Sunday, December 10, 2023

Tiktok

Ok in my last post (just now, actually) I wrote about Tiktok. I'll be honest - I don't have a tiktok account and I don't know much about it so I really shouldn't have an opinion. But I'll tell you what I do know: tiktok aims to get an emotional response from its users just like any social media platform. Short videos aren't there to make you think, they're there to make you angry or to make you buy something. It takes a lot to argue with a video. So you watch some video about the middle east or the Jews or Palestine and you feel like you understand the subject enough to have an opinion. Then you see more videos like it and you're convinced that your opinion is correct. It's just no way to get an education :|

The Giver

Remember "The Giver" by Lois Lowry? I read it many years ago, probably for school. I might have gone back to read it again at some point. At the time I thought it was about how utopia can't exist - like, the message is that a perfect society isn't really perfect.
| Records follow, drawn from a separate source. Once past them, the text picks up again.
PR #229, opened 2020-10-28
Feat/140: add transaction decorator

### LINKED ISSUE #140: Implements a decorator using a context to handle operations inside a transaction.
Create a decorator like ```@transaction``` to handle operation that should ran into a transaction.

Example:
```python
@transaction
def create_charge(self,**kwargs):
    # Doing some stuff
```

Behind the scenes the connection class should run:

```python
connection.begin()
connection.query()
connection.commit()
connection.rollback()
```

In just one step or rollback all case something gets wrong.

girardinsamuel:
It should be simple but I might have missed something, I have a weird error when running the test.

Closes #140


Marlysson:
Which error are you getting @girardinsamuel ?

girardinsamuel:
@josephmancuso 
```python
__________________ BaseTestQueryRelationships.test_transaction_decorator ___________________

self = <test_sqlite_transaction.BaseTestQueryRelationships testMethod=test_transaction_decorator>

    def test_transaction_decorator(self):
>       result = create_user()
E       TypeError: 'User' object is not callable

tests/sqlite/builder/test_sqlite_transaction.py:59: TypeError
```

I am not sure why it happens, I have looked it in details in the debugger

josephmancuso:
your decorator looks odd to me

girardinsamuel:
Actually I tried different syntaxes with function based decorators. But then I have seen that `@belongs_to` for example, is made with class based decorators, so I change my decorator to use class based version.

girardinsamuel:
I can rewrite with an other syntax if you want ? Or are you talking about the real content of it (the handling of error during transactions) ?

girardinsamuel:
This was the first decorator try :

```python
def transaction(*args, **kwargs):
    """Decorator to make atomic transactions."""
    def inner(func):
        connection_name = kwargs.get("connection", None)
        if not connection_name:
            # TODO: fetch default current connection
            connection_name = ""
        import pdb ; pdb.set_trace()
        db.begin_transaction(connection_name)
        try:
            # execute query
            func()
        except:
            import pdb; pdb.set_trace()
            db.rollback(connection_name)
        db.commit(connection_name)
    return inner
```

josephmancuso:
I don't really care how the decorator is structured lol. why are all the tests failing?

src/masoniteorm/connections/decorators.py.49ec9b0f8ff47a3ba27e2805c82b56ea.tmp
```diff
@@ -0,0 +1,20 @@
...
+        db.begin_transaction(self.connection)
+        try:
+            result = fn(*args, **kwargs)
+        except:
+            db.rollback(self.connection)
+            return None
+
+        # after function
+        db.commit(self.connection)
+        return result
```
josephmancuso: The reason you are getting the weird user error is because decorator are a pain in the ass to work with. Look closely what you're doing here. 

Because the result contains the user class, you are returning the user class here.

src/masoniteorm/connections/decorators.py.49ec9b0f8ff47a3ba27e2805c82b56ea.tmp
```diff
@@ -0,0 +1,20 @@
...
+class Transaction(object):
+
+    def __init__(self, connection="default"):
+        self.connection = connection
+
+    def __call__(self, fn, *args, **kwargs):
+        # before function
+        db.begin_transaction(self.connection)
+        try:
+            result = fn(*args, **kwargs)
```
josephmancuso: Here you are calling fn() as a function and passing args to it. The result of the create_user() function is the User class. So right now this result variable is a user class.

tests/sqlite/builder/test_sqlite_transaction.py
```diff
@@ -48,6 +54,10 @@ def test_transaction_globally(self):
         db.begin_transaction("sqlite")
         db.rollback("sqlite")
 
+    def test_transaction_decorator(self):
+        result = create_user()
```
josephmancuso: Now because of how python works the way you're using it, you are technically calling the user class here. (because you returned the user class in your decorator)

josephmancuso, line 58: Now because of how python works the way you're using it, you are technically calling the user class here.

josephmancuso (changes requested):

src/masoniteorm/connections/decorators.py
```diff
@@ -0,0 +1,20 @@
...
+class Transaction(object):
+
+    def __init__(self, connection="default"):
+        self.connection = connection
+
+    def __call__(self, fn, *args, **kwargs):
+        # before function
+        db.begin_transaction(self.connection)
+        try:
+            result = fn(*args, **kwargs)
```
josephmancuso: With that being said I think the solution is to just change this to:

```python
try:
    return fn
except:
    db.rollback(self.connection)
finally:
    db.commit(self.connection)
```

josephmancuso (changes requested):

src/masoniteorm/connections/decorators.py
josephmancuso: notice we're not calling fn anymore

girardinsamuel: Thank you I did not see this coming, should have paid more attention !

josephmancuso:
I tried testing this but it doesn't work at all ...

I think what you are trying to do is wrong here. The __call__ method gets called here when the decorator is set. you need logic to run when the underlying function is called

girardinsamuel:
Yes I know I just pushed some changes but I have seen that this does not work, I did not have time yet to fix it, I'll fix this by the end of the week if I can !
Thanks for the review 👍

josephmancuso:
@girardinsamuel ok no worries. No rush on this

src/masoniteorm/connections/decorators.py
```diff
@@ -1,17 +1,30 @@
...
+
+    def __exit__(self, exc_type, exc_value, traceback):
+        if exc_value:
             db.rollback(self.connection)
-        finally:
+        else:
             db.commit(self.connection)
+        return True
+
+
```
Marlysson, line 22: What is this "using" ? @girardinsamuel

girardinsamuel: It's nothing I forgot to remove that 😉

girardinsamuel:
@Marlysson @josephmancuso I am struggling a bit on this one ...

I got the class structure "working", ie I can use it as a decorator or as a context manager, but the logic of getting the default connection or the given connection and using it rollback or commit the transaction is wrong. I am not really familiar with this part so I can't figure out how to handle both "model transactions" and "transactions with query builder directly" in the same manner:

What we would like to do is (I guess) the following:
```python
# query builder style
with transaction() as db:
    db.table("users").create(...)

# model style
with transaction():
    User.create(...)
```

The `__enter__` method provide the `db` instance (right now it's working). But in the case of the "model style transactions" how to get the underlying query builder instance, and how to rollback transaction on the same instance than `User.create` used ?

Marlysson:
@girardinsamuel If I'm right the Model object has the attribute called `__resolved_connection__`  which returns the current connection. You can use it to create/open/close the current transaction.

```python
If there's a model, you get the current connection related to model
    db (ConnectionResolver)  from _model.__resolved_connection__
else:
    db (ConnectionResolver)  from config.database.db
```

girardinsamuel:
@Marlysson 
> ```python
> __resolved_connection__
> ```

Yes it looks like it's a way to get it but, the issue here is to be able to fetch `_model` or to be able to handle such a use case:
```
# model style
with transaction():
    user = User.create(...)
    profile = Profile.create(user=user, ...)
```
Can we, by design, have one connection used by both queries on the different models ? Because we need to be able to commit / rollback both transactions in this context.

Marlysson:
@girardinsamuel Wow, you're right! There's this case of different connections by operation. I'll look in deeper to help.

Marlysson:
@girardinsamuel @josephmancuso 
I was thinking here about this:

> Can we, by design, have one connection used by both queries on the different models ? Because we need to be able to commit / rollback both transactions in this context

A transaction starts with one specific connection, right? ( sqlite, default, staging... )

Is possible the model inside transaction uses other connection like?

```python
with transaction('sqlite'):
    User.on('postgres').create(...)
    Profile.on('mysql').create(...)
```

This seems very odd, start a transaction and run some operations in a new connection..  If not, we can avoid this use case of the scenario.

girardinsamuel:
Well to me it does not make sense to do that, I guess that is not a frequent use case !

Even with only one connection, I don't know how to fetch `__resolved_connection__` from the model used inside the context manager ?
For now I can only fetch a given connection by name or use the default if no connection provided, but I cannot fetch it from the model used because I can't fetch the model used inside the context manager.

josephmancuso:
> Can we, by design, have one connection used by both queries on the different models ? Because we need to be able to commit / rollback both transactions in this context

If you're going to do that you will need to start, commit or rollback both transactions of each database.

within this use case of the transactions you could do:

```python

class BankTransactions:

    @transaction('production') # production connection
    def add(self, amount):
        self.audit()
        # add amount

    @transaction('audit') # audit connection
    def audit(self):
        pass
```

girardinsamuel:
@josephmancuso yeah true. that's something we should take into account.

@Marlysson 
So quick summary for everyone of the issues I am facing: 
There are two major issues:
- the possibility of running transaction on different connections either with:
```python
class BankTransactions:

    @transaction('production') # production connection
    def add(self, amount):
        self.audit()
        # add amount

    @transaction('audit') # audit connection
    def audit(self):
        pass
```
or 
```python
with transaction():
    User.on('postgres').create(...)
    Profile.on('mysql').create(...)
```

- the other one is when using model style query and not direct builder queries, how can we fetch the underlying model's connection:
```python
with transaction('sqlite'):
    User.create(...)

# or through decorator

@transaction
def create():
    User.create(...)
```

girardinsamuel:
I summarised my thoughts and problems in the comments above. I am bit stuck on this right now, maybe because I don't have enough insights on the ORM internal operating.

@josephmancuso what are your thoughts on this ?

Thanks in advance

josephmancuso:
My thoughts are that decorators a pain in the a** to deal with for some reason and this is gonna require a bit more of a thought and this feature isn't really required as we have a way to deal with this already. An awesome feature for sure but not really a priority at the moment. I don't really want to spend time on getting this to work so I'm gonna close this for now. We can reopen if this becomes something requested for real use

girardinsamuel:
Yeah sure you're right ! We will try to crack it later ;)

But I was thinking about it and I realized it's a different message. It's about the memories. The Giver's job is basically to hold on to all the memories of the bad things so that history doesn't repeat itself. And I think that's missing from today's tiktok-educated Gen-Z. Someone on Facebook pointed out that older people tend to be pro-Israel and young people are pro-Palestinian. I didn't ask where she puts the line between young and old.
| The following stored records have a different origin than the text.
PR #465, opened 2021-10-28
Feature/linter

HerrMuellerluedenscheid:
I propose to add a linter. This will decrease review time and make all receipes more homogeneous in terms of style, thus easier to maintain.

[This linter](https://github.com/priv-kweihmann/oelint-adv) is pretty configurable. I think it's starting pretty strict (which I think is good). But in some cases a more flexible tuning rather with info/warning rather than error can be discussed.

For demonstration purposes I touched the `python3-django_2...` recipe. Have a look at the linter output: https://github.com/openembedded/meta-openembedded/runs/4036977361?check_suite_focus=true

### DIFF
--- a/.github/workflows/oe-linter.yml
+++ b/.github/workflows/oe-linter.yml
@@ -37,5 +37,5 @@ jobs:
         run: |
           for file in ${{ steps.changed-files.outputs.all_modified_files }}; do
             echo "spell checking $file"
-            codespell $file
+            codespell $file --skip=oelint-rulefile.json
           done


shr-project:
There used to be automated review script integrated somehow with patchwork and was reporting various issues for patches submitted to oe-core ML.

http://git.yoctoproject.org/cgit/cgit.cgi/patchtest

Here is an random example how the replies from patchtest looked:
https://yhbt.net/lore/all/20181102030313.13842.45534@do.openembedded.org/

@rpurdie mentioned that someone is working on patchwork again, I don't know who, maybe the linter could be integrated there as well.

HerrMuellerluedenscheid:
Hey @all, just wanted to check back in here. @priv-kweihmann and I worked a little to improve the code or `oelint` during the last week. E.g. now there is an option `--relpaths` which only shows relative paths in the output which removes a lot of unnecessary text. Checkout the example of this associated MR: https://github.com/openembedded/meta-openembedded/runs/4106189722?check_suite_focus=true

One more proposition is in the pipeline [in this issue](https://github.com/priv-kweihmann/oelint-adv/issues/269)
Your feedback and input is highy appreciated!

I think it's good to push this issue a little because a proper linter can improve the learning curve a lot when starting to work in a new domain.

HerrMuellerluedenscheid:
Hey,

From my point of view the linter can be merged. It's a starting point, thus there may be some tweaking required in the future. But I think it's good start to get used to it.
Cheers

rpurdie:
It probably falls to me to highlight an issue here. Developing linters is great but doing it outside the established development method of the project potentially creates some problems. I mentioned this work to others and they're unaware of it as it isn't on the mailing lists where people expect this kind of development to be done. As such, many developers haven't an opportunity to comment on it or give feedback. I appreciate some people dislike the mailing lists and want to use github only. There are other developers with the opposite view too. Allowing pull requests against meta-openembedded was an experiment which Khem as the maintainer was wanting to undertake but this pull request does move things into trickier territory. If such a change were merged, it could create a lot of friction as patches are meant to be reviewed on the mailing list and feedback from the linter wouldn't make it there. This would mean that either, often it would be ignored, or patches would end up blocked for unknown reasons and neither outcome would be good. If it effectively mandates github pull requests, that changes the development model and that isn't something which should happen by stealth. I'm well aware of the two sides to all of this and as a maintainer of OE-Core, I know all too well the issues involved so in many ways I don't want to get involved here but I do feel I need to mention it.

priv-kweihmann:
I honestly don't see the issue here - the proposed change is working only on the changed files in a guthub PR, giving almost immediate feedback - so I don't see where a mailing list has to involved, as it simply doesn't affect ML users at all.
And to be totally frank patchwork isn't up to the task either - so for me it boils down to the question if the project does want just a feature or not? (currently I feel the answer is rather not)

HerrMuellerluedenscheid:
@rpurdie I understand your point. But I also don't think this is a real issue. If contributors prefer to send patches to the mailling list to get pure manual reviews they can still to that. If instead they prefer direct and immediate feedback to be sure that they adhere to a proper structure and did not forget any critical parts, they can open a merge request which is still followed by a manual review with the advantage for the reviewer that he/she saves time as basic linting has already been taken care of. 
I personnally share the oppinion that immediate feedback is better, saves time and leads to less frustration as productivity is increased.

Alternatively, if a github action is the wrong place for this linter, could this somehow be integrated into the ML workflow? It's out of my hands then but I think this could be an alternative.

rpurdie:
> I honestly don't see the issue here - the proposed change is working only on the changed files in a guthub PR, giving almost immediate feedback - so I don't see where a mailing list has to involved, as it simply doesn't affect ML users at all. And to be totally frank patchwork isn't up to the task either - so for me it boils down to the question if the project does want just a feature or not? (currently I feel the answer is rather not)

It really depends where this ends up going. If for example you or others "clean up" a recipe to pass the linter checks and some changes then introduce a regression from the linter perspective, is that going to be a problem? If not and it is just extra validation for patches that might be ok but it isn't clear here whether this has been thought about or not.

Also, I know oelint has a reputation of being a bit too pedantic and people don't agree with everything it reports. That leads to a risk that changes here to pass the linter might not be changes the wider community wants.

By discussing this in a github pull request we're already creating a split community where key changes are no longer being discussed in a definitive place where people can watch for and expect them and that in itself is a big issue.

HerrMuellerluedenscheid:
> It really depends where this ends up going.

We will never know if we don't event take the first step. 

> If for example you or others "clean up" a recipe to pass the linter checks and some changes then introduce a regression from the linter perspective, is that going to be a problem? If not and it is just extra validation for patches that might be ok but it isn't clear here whether this has been thought about or not.

I'm not sure I can follow here. Can you elaborate a little? There is no auto-fixing happening. Did you take a look at what the linter does?

> Also, I know oelint has a reputation of being a bit too pedantic and people don't agree with everything it reports. That leads to a risk that changes here to pass the linter might not be changes the wider community wants.

It may have that reputation because people didn't configured the linter. By default it's oppinionated and strict. Those aspects have been discussed and addressed throughout the thread. What is an error or a warning is [highly customizable](https://github.com/openembedded/meta-openembedded/pull/465/files#diff-cb34d740044330e2ccbfa33d507e2bf7a08a3f122775d96f7c172cbd047957a3), as are the format and style of the output. Thus, I invite you to give it a try and provide specific feedback on linter settings to help finding a reasonable configuration. I think your input would be a tremendous help.

> By discussing this in a github pull request we're already creating a split community where key changes are no longer being discussed in a definitive place where people can watch for and expect them and that in itself is a big issue.

I'll post to the mailing list to draw other peoples' attention to this thread.

rpurdie:
> > If for example you or others "clean up" a recipe to pass the linter checks and some changes then introduce a regression from the linter perspective, is that going to be a problem? If not and it is just extra validation for patches that might be ok but it isn't clear here whether this has been thought about or not.
> 
> I'm not sure I can follow here. Can you elaborate a little? There is no auto-fixing happening. Did you take a look at what the linter does?

I'm assuming the idea behind having a linter run on commits is that the commits would be adjusted to make the linter happier. My worry was someone working through a different workflow regressing changes and adding issues back. I can imagine some scenarios where that could upset the people improving the linter warnings. I also know that some people don't like linter only changes to the code and I don't have a clear idea how the linter is planned to be used here so that was also partly what I was referring to. Would someone be going recipe by recipe to lint meta-oe to pass the linter or is this only on newly added lines? I have used oelint before, I haven't looked at exactly how it is integrated here into github.

> It may have that reputation because people didn't configure the linter. By default it's oppinionated and strict. Those aspects have been discussed and addressed throughout the thread.

Keep in mind that you've discussed it with a limited number of people in a place most people don't know to look.

I'm not against the idea of the linter, my biggest worry here is that we're now effectively creating two different workflows for developing features and merging patches. The patch on mailing list vs pull request issue has been discussed before and I'm very worried about fragmenting the project and it's developers. As the OE-Core maintainer, I know an inevitable question will be "when do we enable this for core?" and I also know how that will cause friction elsewhere. I appreciate I'm looking into the future but for better or worse I do need to do that and I do have some idea of what can happen from experience. It does make me look rather negative unfortunately which isn't my intention. Equally, if I just ignore this until it becomes a bigger issue, that isn't fair to you (the authors of the change), the maintainers or the wider community either so I can't win.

It reminded me of another thing I heard once, something like "if you're not a socialist when you're young, you have no heart; if you're not a capitalist when you're old, you have no brain." I don't think this quote has to be taken literally but I like the point about how people's opinions change as they get older and learn more about the world. (Maybe the point is that young people are more fueled by emotion?)
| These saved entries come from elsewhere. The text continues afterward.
PR #469, opened 2021-11-02
Bump sdbus-c++ to version v1.0.0

sangelovic:
There is a new major version of sdbus-c++. This version, among other things, makes some local patches here unnecessary.


kraj (changes requested):
seeing this 

```
ERROR: Nothing RPROVIDES 'gmock' (but /home/jenkins/oe/world/yoe/sources/meta-openembedded/meta-oe/recipes-core/sdbus-c++/sdbus-c++_1.0.0.bb RDEPENDS on or otherwise requires it)
NOTE: Runtime target 'gmock' is unbuildable, removing...
Missing or unbuildable dependency chain was: ['gmock']
NOTE: Runtime target 'sdbus-c++-dev' is unbuildable, removing...
Missing or unbuildable dependency chain was: ['sdbus-c++-dev', 'gmock']
NOTE: Runtime target 'sdbus-c++' is unbuildable, removing...
Missing or unbuildable dependency chain was: ['sdbus-c++', 'gmock']
```
perhaps `gmock` should be added as build dep and not rdep

kraj:
I have fixed it locally and accepted it b26b66e5da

So which is it? Are older people pro-Israel because they have more knowledge and experience? Is it because they remember the intifada or 9/11 and know what terrorism is like? Were they always pro-Israel? Or is it an age thing, did their opinions change as they got older and the young people just aren't there yet?

Going back to Gen-Z's, it's not only them. There are lots of lucky people in the world who really don't know terrorism and war, and they really don't understand just how shitty a situation can be. They're busy trying to find a "good guy" and a "bad guy," an "oppressor" and a "victim." One foreign reporter (on the BBC maybe?) asked if trading three Palestinian prisoners for one Israeli hostage means that Israel thinks that Palestinian lives are worth less than Israeli lives. I mean, WTF? Does she have any idea how negotiations work? Like, she actually thinks that Israel decided on a whim how that hostage deal would look?

The point is that if you want to have a strong opinion about war, you actually need to understand war. Tiktok needs a Giver.